# Task prompt:
The answer should consist of all the records, copied exactly.

# Provided data:

Issue #942, opened 2016-03-08
Conversion error to ‘ssize_t’ from ‘jerry_api_size_t’ (in main-unix.c, on arm/linux)


akiss77:
When cross-building jerry for arm/linux with 
`TOOLCHAIN=build/configs/toolchain_linux_armv7l-hf.cmake make NINJA=1 build.linux`, 
the following error is reported:

```
../../../main-unix.c: In function ‘main’:
../../../main-unix.c:563:7: error: conversion to ‘ssize_t’ from ‘jerry_api_size_t’ may change the sign of the result [-Werror=sign-conversion]
       ssize_t sz = jerry_api_string_to_char_buffer (err_str_p, err_str_buf, err_str_size);
```

akiss77:
Introduced by a187e6d6

akiss77:
Solved by #943

PR #943, opened 2016-03-08
Fix size types

akiss77:
Related issue #942

### DIFF
--- a/jerry-core/ecma/base/ecma-helpers-string.c
+++ b/jerry-core/ecma/base/ecma-helpers-string.c
@@ -204,11 +204,11 @@ ecma_new_ecma_string_from_uint32 (uint32_t uint32_number) /**< UInt32-represente
   string_desc_p->container = ECMA_STRING_CONTAINER_UINT32_IN_DESC;
 
   lit_utf8_byte_t byte_buf[ECMA_MAX_CHARS_IN_STRINGIFIED_UINT32];
-  ssize_t bytes_copied = ecma_uint32_to_utf8_string (uint32_number,
-                                                     byte_buf,
-                                                     ECMA_MAX_CHARS_IN_STRINGIFIED_UINT32);
+  lit_utf8_size_t bytes_copied = ecma_uint32_to_utf8_string (uint32_number,
+                                                             byte_buf,
+                                                             ECMA_MAX_CHARS_IN_STRINGIFIED_UINT32);
 
-  string_desc_p->hash = lit_utf8_string_calc_hash (byte_buf, (lit_utf8_size_t) bytes_copied);
+  string_desc_p->hash = lit_utf8_string_calc_hash (byte_buf, bytes_copied);
 
   string_desc_p->u.common_field = 0;
   string_desc_p->u.uint32_number = uint32_number;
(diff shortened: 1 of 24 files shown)


akiss77:
Note: this PR does not only solve the related issue but does a lot more. The reason is that the issue pointed at a problem (incorrect or illogical use of various `size_t` types) that could have been solved two ways: either with a quick hack (no), or by going through (hopefully) all ecma-to-utf8 string conversion routines (and some more) and applying and propagating all required changes (that's the proper way to go, IMHO).

jerry-core/ecma/base/ecma-helpers-string.c
```diff
@@ -609,29 +609,22 @@ ecma_string_get_array_index (const ecma_string_t *str_p, /**< ecma-string */
 
 /**
  * Convert ecma-string's contents to a cesu-8 string and put it to the buffer.
+ * It is the caller's responsibility to make sure that the string fits in the buffer.
  *
- * @return number of bytes, actually copied to the buffer - if string's content was copied successfully;
- *         otherwise (in case size of buffer is insufficient) - negative number, which is calculated
- *         as negation of buffer size, that is required to hold the string's content.
+ * @return number of bytes, actually copied to the buffer.
```
LaszloLango: What will happen if the buffer is too small?

LaszloLango:
This might take effect on performance too. @bzsolt, could you measure it on RPi2?

bzsolt:
RPi 2 results
master: e926aa7

                     3d-cube.js |   2.538s ->   2.582s :  -1.734%  (+-1.268%) : [-]
         access-binary-trees.js |   1.366s ->   1.356s :  +0.732%  (+-1.163%) : [≈]
             access-fannkuch.js |   7.654s ->   7.616s :  +0.496%  (+-0.852%) : [≈]
                access-nbody.js |   2.938s ->   2.930s :  +0.272%  (+-1.038%) : [≈]
    bitops-3bit-bits-in-byte.js |   1.666s ->   1.682s :  -0.960%  (+-1.517%) : [≈]
         bitops-bits-in-byte.js |   2.404s ->   2.456s :  -2.163%  (+-0.671%) : [-]
          bitops-bitwise-and.js |   3.274s ->   3.248s :  +0.794%  (+-1.174%) : [≈]
          bitops-nsieve-bits.js |  20.134s ->  20.110s :  +0.119%  (+-0.829%) : [≈]
       controlflow-recursive.js |   0.920s ->   0.930s :  -1.087%  (+-0.000%) : [-]
                  crypto-aes.js |   3.544s ->   3.568s :  -0.677%  (+-0.924%) : [≈]
                  crypto-md5.js |   7.130s ->   7.126s :  +0.056%  (+-1.033%) : [≈]
                 crypto-sha1.js |   3.888s ->   3.902s :  -0.360%  (+-1.288%) : [≈]
           date-format-tofte.js |   2.184s ->   2.182s :  +0.092%  (+-1.154%) : [≈]
           date-format-xparb.js |   0.880s ->   0.864s :  +1.818%  (+-1.282%) : [+]
                 math-cordic.js |   2.862s ->   2.902s :  -1.398%  (+-1.122%) : [-]
           math-partial-sums.js |   1.586s ->   1.588s :  -0.126%  (+-1.590%) : [≈]
          math-spectral-norm.js |   1.428s ->   1.442s :  -0.980%  (+-0.916%) : [-]
               string-base64.js |  31.038s ->  31.048s :  -0.032%  (+-1.075%) : [≈]
                string-fasta.js |   3.444s ->   3.360s :  +2.439%  (+-1.068%) : [+]
                Geometric mean: |                Speed up: -0.136% (+-0.253%) : [≈]

Binary sizes (bytes): 187,160 -> 187,164

LaszloLango:
@bzsolt, thanks. @akiss77, LGTM. Please squash before merge.

jerry-core/ecma/base/ecma-helpers-string.c
akiss77: Well, we fail with an assert (in debug). That's aligned with other similar functions (e.g., `ecma_uint32_to_utf8_string`).

Actually, at almost all call sites, we rely on the buffer being preallocated to the exact size of the string. Perhaps the only counter example is `ecma_compare_ecma_strings_relational`, where a buffer of fixed size is available and there was a logic to decide whether to used that fixed buffer or allocate a new one, and that logic really relied on a negative return value from `ecma_string_to_utf8_string`, but it was to rewrite to use `ecma_string_get_size ` instead.

akiss77:
Honestly, I've expected both size and performance gain. Two dead functons have been eliminated, and `ecma_string_to_utf8_string` (which seems to be a quite often called function) does not call `ecma_string_get_size` anymore in release. I expected these to show somewhere. :(

Anyway, the compiler error is fixed at least, as well as abuse of the `size_t` types.

zherczeg:
I am happy you spent time on checking this. Thank you.
LGTM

# Reply to the exercise:
Issue #942, opened 2016-03-08
Conversion error to ‘ssize_t’ from ‘jerry_api_size_t’ (in main-unix.c, on arm/linux)


akiss77:
When cross-building jerry for arm/linux with 
`TOOLCHAIN=build/configs/toolchain_linux_armv7l-hf.cmake make NINJA=1 build.linux`, 
the following error is reported:

```
../../../main-unix.c: In function ‘main’:
../../../main-unix.c:563:7: error: conversion to ‘ssize_t’ from ‘jerry_api_size_t’ may change the sign of the result [-Werror=sign-conversion]
       ssize_t sz = jerry_api_string_to_char_buffer (err_str_p, err_str_buf, err_str_size);
```

akiss77:
Introduced by a187e6d6

akiss77:
Solved by #943

PR #943, opened 2016-03-08
Fix size types

akiss77:
Related issue #942

### DIFF
--- a/jerry-core/ecma/base/ecma-helpers-string.c
+++ b/jerry-core/ecma/base/ecma-helpers-string.c
@@ -204,11 +204,11 @@ ecma_new_ecma_string_from_uint32 (uint32_t uint32_number) /**< UInt32-represente
   string_desc_p->container = ECMA_STRING_CONTAINER_UINT32_IN_DESC;
 
   lit_utf8_byte_t byte_buf[ECMA_MAX_CHARS_IN_STRINGIFIED_UINT32];
-  ssize_t bytes_copied = ecma_uint32_to_utf8_string (uint32_number,
-                                                     byte_buf,
-                                                     ECMA_MAX_CHARS_IN_STRINGIFIED_UINT32);
+  lit_utf8_size_t bytes_copied = ecma_uint32_to_utf8_string (uint32_number,
+                                                             byte_buf,
+                                                             ECMA_MAX_CHARS_IN_STRINGIFIED_UINT32);
 
-  string_desc_p->hash = lit_utf8_string_calc_hash (byte_buf, (lit_utf8_size_t) bytes_copied);
+  string_desc_p->hash = lit_utf8_string_calc_hash (byte_buf, bytes_copied);
 
   string_desc_p->u.common_field = 0;
   string_desc_p->u.uint32_number = uint32_number;
(diff shortened: 1 of 24 files shown)


akiss77:
Note: this PR does not only solve the related issue but does a lot more. The reason is that the issue pointed at a problem (incorrect or illogical use of various `size_t` types) that could have been solved two ways: either with a quick hack (no), or by going through (hopefully) all ecma-to-utf8 string conversion routines (and some more) and applying and propagating all required changes (that's the proper way to go, IMHO).

jerry-core/ecma/base/ecma-helpers-string.c
```diff
@@ -609,29 +609,22 @@ ecma_string_get_array_index (const ecma_string_t *str_p, /**< ecma-string */
 
 /**
  * Convert ecma-string's contents to a cesu-8 string and put it to the buffer.
+ * It is the caller's responsibility to make sure that the string fits in the buffer.
  *
- * @return number of bytes, actually copied to the buffer - if string's content was copied successfully;
- *         otherwise (in case size of buffer is insufficient) - negative number, which is calculated
- *         as negation of buffer size, that is required to hold the string's content.
+ * @return number of bytes, actually copied to the buffer.
```
LaszloLango: What will happen if the buffer is too small?

LaszloLango:
This might take effect on performance too. @bzsolt, could you measure it on RPi2?

bzsolt:
RPi 2 results
master: e926aa7

                     3d-cube.js |   2.538s ->   2.582s :  -1.734%  (+-1.268%) : [-]
         access-binary-trees.js |   1.366s ->   1.356s :  +0.732%  (+-1.163%) : [≈]
             access-fannkuch.js |   7.654s ->   7.616s :  +0.496%  (+-0.852%) : [≈]
                access-nbody.js |   2.938s ->   2.930s :  +0.272%  (+-1.038%) : [≈]
    bitops-3bit-bits-in-byte.js |   1.666s ->   1.682s :  -0.960%  (+-1.517%) : [≈]
         bitops-bits-in-byte.js |   2.404s ->   2.456s :  -2.163%  (+-0.671%) : [-]
          bitops-bitwise-and.js |   3.274s ->   3.248s :  +0.794%  (+-1.174%) : [≈]
          bitops-nsieve-bits.js |  20.134s ->  20.110s :  +0.119%  (+-0.829%) : [≈]
       controlflow-recursive.js |   0.920s ->   0.930s :  -1.087%  (+-0.000%) : [-]
                  crypto-aes.js |   3.544s ->   3.568s :  -0.677%  (+-0.924%) : [≈]
                  crypto-md5.js |   7.130s ->   7.126s :  +0.056%  (+-1.033%) : [≈]
                 crypto-sha1.js |   3.888s ->   3.902s :  -0.360%  (+-1.288%) : [≈]
           date-format-tofte.js |   2.184s ->   2.182s :  +0.092%  (+-1.154%) : [≈]
           date-format-xparb.js |   0.880s ->   0.864s :  +1.818%  (+-1.282%) : [+]
                 math-cordic.js |   2.862s ->   2.902s :  -1.398%  (+-1.122%) : [-]
           math-partial-sums.js |   1.586s ->   1.588s :  -0.126%  (+-1.590%) : [≈]
          math-spectral-norm.js |   1.428s ->   1.442s :  -0.980%  (+-0.916%) : [-]
               string-base64.js |  31.038s ->  31.048s :  -0.032%  (+-1.075%) : [≈]
                string-fasta.js |   3.444s ->   3.360s :  +2.439%  (+-1.068%) : [+]
                Geometric mean: |                Speed up: -0.136% (+-0.253%) : [≈]

Binary sizes (bytes): 187,160 -> 187,164

LaszloLango:
@bzsolt, thanks. @akiss77, LGTM. Please squash before merge.

jerry-core/ecma/base/ecma-helpers-string.c
akiss77: Well, we fail with an assert (in debug). That's aligned with other similar functions (e.g., `ecma_uint32_to_utf8_string`).

Actually, at almost all call sites, we rely on the buffer being preallocated to the exact size of the string. Perhaps the only counter example is `ecma_compare_ecma_strings_relational`, where a buffer of fixed size is available and there was a logic to decide whether to used that fixed buffer or allocate a new one, and that logic really relied on a negative return value from `ecma_string_to_utf8_string`, but it was to rewrite to use `ecma_string_get_size ` instead.

akiss77:
Honestly, I've expected both size and performance gain. Two dead functons have been eliminated, and `ecma_string_to_utf8_string` (which seems to be a quite often called function) does not call `ecma_string_get_size` anymore in release. I expected these to show somewhere. :(

Anyway, the compiler error is fixed at least, as well as abuse of the `size_t` types.

zherczeg:
I am happy you spent time on checking this. Thank you.
LGTM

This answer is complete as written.